Carolyn Sampson, soprano; Robin Blaze, countertenor; Orchestra of the Age of Enlightenment, Nicholas Kraemer conducting

(Bis ***)

Deborah York, soprano; Lydia Vierlinger, alto; Capella Leopoldina, Jörg Zwicker conducting

(Phoenix Edition ***1/2)

No composer intertwined human voices better than Handel, but duets aren't as frequent in his output as one would think since his operas are a series of star turns. His oratorios contain enough duets to fill the Carolyn Sampson/Robin Blaze disc, with music from

Jephtha, Solomon, Saul

and, best of all, from

Theodora

. Any cross-section of such towering works is to be welcomed. However, these duets tend to have a similar, mid-level emotional temperature that breeds sameness - particularly with singers whose balance of text projection and mellifluous tone is weighted toward the latter (not that there's anything so wrong with that, especially with voices of this quality).

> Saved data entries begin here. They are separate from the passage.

PR #14, opened 2020-10-05
Add Ahneman dataset

skearnes:
Forked from https://github.com/Open-Reaction-Database/ord-submissions-test/pull/27

> Review comments:
> 
> * There are ~50 fewer reactions in your csv than reported in the paper. Do you know what is causing that discrepancy? Is that the set of reactions w/o an aryl halide? In general, I would be curious to know how you prepared the csv.

The issue was the exclusion of some controls and all reactions with additive **7**. I corrected these omissions in https://github.com/doylelab/rxnpredict/pull/3. Still, after excluding some N/A rows (9) and reactions without an aryl halide (287; all zero yield obviously), we end up with 4312 reactions (out of a possible 4608).

> * It would be better to move the input corresponding to the addition of di-tert-butylbiphenyl to a workup step, rather than a reaction input. I realize that the `addition_time` does indicate that it was added after 16 hours, but an addition event immediately preceding analysis seems more like a workup input than a reaction input. This is the convention I followed for the Nielsen deoxyfluorination example for what it's worth.

Added as an `ADDITION` workup. The SI mentions that aliquots were taking for UPLC analysis, but doesn't give an amount, so I left this out---should it be included?

> * Under setup, it would be nice to specify `automation_platform = "Mosquito HTS liquid handling robot (TTP Labtech, 4.5 mm pitch tip spool)"` rather than only mentioning the Mosquito in the procedure details.

Done.

> * Under vessel, would it make sense to specify the vessel attachments? We do not have types that are suited to well-plates, which might be an oversight. It seems like we could specify two or three attachments: "perfluoroalkoxy alkane (PFA) mat (Analytical Sales, Cat. No. 96981)", "silicon rubber mat (Analytical Sales, Cat. No. 96982)", and "clamp (Arctic White, Cat. No. AWSC-051001)". I see this is included under the pressure conditions, which is much better than excluding this information. But should we add `MAT` and `CLAMP` as vessel attachment types?

Added as `CUSTOM` attachments (how similar are `MAT` and `CAP`?). If these are common attachments we could certainly add them to the enum.

> * _The product compound SMILES does not appear to be templated at the moment. Different aryl halides yield different products when they differ by more than the halogen atom. The 5 distinct product SMILES will need to be defined in a new column in your csv._

Fixed.

> * The analytical instrument should have type `LCMS`, not `LC`.

I'm not sure this is right. AFAICT the yield quantification was done chromatographically and not with MS. See Figure S2, Figure S3, and Table S3.

> 
> Picky comments:
> 
> * I'd consider the vessel material to be PLASTIC with details of "Cyclic Olefin Copolymer (COC)" rather than CUSTOM.

Done.

> * You could specify `vendor_source = "Aldrich"` for the DMSO components.

Done.

> * You could specify details of the reaction environment as "MBraun glovebox operating with a constant N2 purge (oxygen typically < 5 ppm)".

Done (and chose `NITROGEN` for the atmosphere).


skearnes:
@b-shields FYI

skearnes:
Attaching the enumeration script...

[ahneman.zip](https://github.com/Open-Reaction-Database/ord-data/files/5335083/ahneman.zip)

connorcoley:
> The SI mentions that aliquots were taking for UPLC analysis, but doesn't give an amount, so I left this out---should it be included?

If there's no amount given, then I don't think so. The default assumption wouldn't be that the entire crude mixture was injected onto the column, but some modest 1-5 microliter sample (if analytical scale).

> I'm not sure this is right. AFAICT the yield quantification was done chromatographically and not with MS. 

I guess this raises a minor question, which is when we have these combined analyses (LC + MS, which is super common) but only one is used for quantification, do we separate them or keep them together? I would assume that quantification "through LCMS" means through peak areas, but that's not unambiguous. I think your approach  makes sense here. 

Comments on template pbtxt:
- Thanks for moving the internal standard to a workup step! I might suggest you remove the `addition_order` and `addition_time` fields. These aren't relevant for workup additions, since workup steps are inherently sequential and there is only one allowed input. Perhaps we _should_ create validation checks for extraneous information in workup steps like that.

skearnes:
Updated the template to remove `addition_order` and `addition_time`. Thanks!

Updated enumeration files: [ahneman.zip](https://github.com/Open-Reaction-Database/ord-data/files/5352230/ahneman.zip)

connorcoley (dismissed):

skearnes:
Question: I modified the template/script to canonicalize the SMILES and added a component for the catalyst (we only had the ligand). PTAL; I wasn't sure whether to include a dummy atom for `L` so I left it off completely.

[ahneman.zip](https://github.com/Open-Reaction-Database/ord-data/files/5360240/ahneman.zip)

connorcoley:
Ah I didn't check for that. I think it would be preferable to draw the full catalyst/ligand complex for each one. The catalysts were purchased and used as a single component to prepare stock solutions.

I might suggest something like the following for the template:

SMILES value: `[Pd].O=S(=O)(O)C(F)(F)F.Nc2ccccc2-c2ccccc2.$ligand_smiles$`

@michaelmaser thoughts?

michaelmaser:
> I might suggest something like the following for the template since handling dative bonds is tricky:
> 
> SMILES value: `[Pd].O=S(=O)(O)C(F)(F)F.Nc2ccccc2-c2ccccc2.$ligand_smiles$`
> 
> @michaelmaser thoughts?

I think that's fine, but AFAIK this representation gets interpreted as a salt mixture or as distinct components (so 'Pd' + 'TfOH' + 'amino-biphenyl' + 'ligand'). Depending on the ligand, I've explicitly drawn out the dative bonds and generated bound complex SMILES, which gives single component representations. Example for Xphos Pd G3 is `CC(C)c1cc(C(C)C)c(-c2ccccc2[P+](C2CCCCC2)(C2CCCCC2)[Pd-2]2(OS(C)(=O)=O)[NH2+]c3ccccc3-c3ccccc32)c(C(C)C)c1` (after canonicalizing). This gives a single bound complex, though it reads the N, P, and Pd as charged to satisfy valence rules.  

Thinking out loud:
I'm not sure there's a perfect way to represent these (as SMILES at least), but from a downstream application standpoint I think it may be better to have a bound complex if trying to learn catalyst structures, for example. If splitting a reaction SMILES on `'.'`, the component representations get separated into different molecules. E.g., here, it may look like triflic acid  `O=S(=O)(O)C(F)(F)F` is being used in the reaction, though it's definitely not. It may be easier to strip charges from the bound complex as a single molecule SMILES than re-assemble the right complex from the components.

Couple docs attached with drawings and RDKit processing examples (think can only attach images/pdfs here, will send you the files).

Hope this helps. 
[pd_complex_smiles_tests_cd.pdf](https://github.com/Open-Reaction-Database/ord-data/files/5361347/pd_complex_smiles_tests_cd.pdf)
[pd_complex_smiles_tests_ipynb.pdf](https://github.com/Open-Reaction-Database/ord-data/files/5361348/pd_complex_smiles_tests_ipynb.pdf)

connorcoley:
We could use the recently-added support for dative bonds in RDKit?

`CS(O[Pd]<-1(<-[P](C2CCCCC2)(C3CCCCC3)C4=C(C5=C(C(C)C)C=C(C(C)C)C=C5C(C)C)C=CC=C4)C6=CC=CC=C6C7=C([NH2]1)C=CC=C7)(=O)=O` parses correctly

image

michaelmaser:
Nice, that's great. Saw this when looking at ferrocenes but haven't tried it yet. Is there a way to generate these automatically or did you write in the dative bonds by hand?

As for the question, I agree with including full metal/ligand complexes with each reaction.

connorcoley:
I did the dative bonds by hand. It looks like Ketcher doesn't support them when drawing or when parsing from RDKit. RDKit's MolFile has an undefined bond type that breaks Ketcher

skearnes:
This looks great; I'll push an update that uses the dative bonds. Ketcher looks to be reviving its support (tons of new issues opened in the last month or two) so maybe we can get some support there eventually.

skearnes:
PTAL and please double check my SMILES :)

[ahneman.zip](https://github.com/Open-Reaction-Database/ord-data/files/5366264/ahneman.zip)

skearnes:
@brilee PTAL?

skearnes:
@b-shields question for you: for the reactions without an additive, was the total reaction volume still 1 uL or was it only 800 uL? If the former I'll need to update the enumeration to add empty solvent when the additive is undefined.

b-shields:
My guess would be that they included a DMSO vial for the Mosquito to draw from for the additive free experiments. However, this is left ambiguous in the SI, so I am not certain.

connorcoley:
Based on the Jupyter notebook you attached, 
```
catalyst_smiles = {
    'XPhos': 'CC(C)c1cc(C(C)C)c(-c2ccccc2P(C2CCCCC2)(C2CCCCC2)->[Pd]2(OS(C)(=O)=O)<-Nc3ccccc3-c3ccccc32)c(C(C)C)c1',
    't-BuXPhos': 'CC(C)c1cc(C(C)C)c(-c2ccccc2P(C(C)(C)C)(C(C)(C)C)->[Pd]2(OS(C)(=O)=O)<-Nc3ccccc3-c3ccccc32)c(C(C)C)c1',
    't-BuBrettPhos': 'CC(C)c1cc(C(C)C)c(-c2c(OC)ccc(OC)c2P(C(C)(C)C)(C(C)(C)C)->[Pd]2(OS(C)(=O)=O)<-Nc3ccccc3-c3ccccc32)c(C(C)C)c1',
    'AdBrettPhos': 'CC(C)c1cc(C(C)C)c(-c2ccccc2P(C23CC4CC(CC(C4)C2)C3)(C23CC4CC(CC(C4)C2)C3)->[Pd]2(OS(C)(=O)=O)<-Nc3ccccc3-c3ccccc32)c(C(C)C)c1',
}
```

It looks like the only mistake is that your AdBrettPhos ligand is missing its two methoxy groups. I believe the catalyst SMILES should be `CC(C)c1cc(C(C)C)c(-c2c(OC)ccc(OC)c2P(C23CC4CC(CC(C4)C2)C3)(C23CC4CC(CC(C4)C2)C3)->[Pd]2(OS(C)(=O)=O)<-Nc3ccccc3-c3ccccc32)c(C(C)C)c1`

skearnes:
Ah good catch; fixed.

[ahneman.zip](https://github.com/Open-Reaction-Database/ord-data/files/5386480/ahneman.zip)

skearnes:
Fixed the triflates; 
[ahneman.zip](https://github.com/Open-Reaction-Database/ord-data/files/5386539/ahneman.zip)

connorcoley (approved):
Note for posterity: the data_table does not contain the final catalyst SMILES used in the enumeration. The enumeration was performed using the Jupyter notebook, not the standard enumeration script

skearnes:
Thanks for the reviews!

That disc's pacing problem is preemptively addressed by the concoction of the pseudo-opera

Almirante

. The disc's original idea was various baroque-period duets by Handel, Bach and Purcell. While attempting to find a through-line for the program, conductor Jörg Zwicker devised the idea for a full-blown three-act scenario. Well, why not (even if the languages jump between English and Italian)? The material is so strong, the individual moments are there to be enjoyed or taken in within the totality. Deborah York and Lydia Vierlinger are seasoned enough that they can make a wordless run of notes speak volumes. And what they do with words is even better.

Few duet partners, though, are as compatible as Julianne Baird and Laura Heimes in the more modestly scaled Brandywine Baroque program of cantatas accompanied only by harpsichord. All singers on the disc are longtime baroque specialists who truly have purged unconscious tendencies toward big-auditorium 21st-century singing - and have learned how to make the music speak more powerfully in more miniaturist terms. The fun part is that some of this music was cannibalized by Handel for

Messiah

- what now sounds like Christmas began life as something rather saucier. The program will be performed live at Brandywine Baroque's concerts Dec. 13 at St. Peter's Church in Lewes, Del., and Dec. 14 at the Barns at the Flintwoods in Wilmington.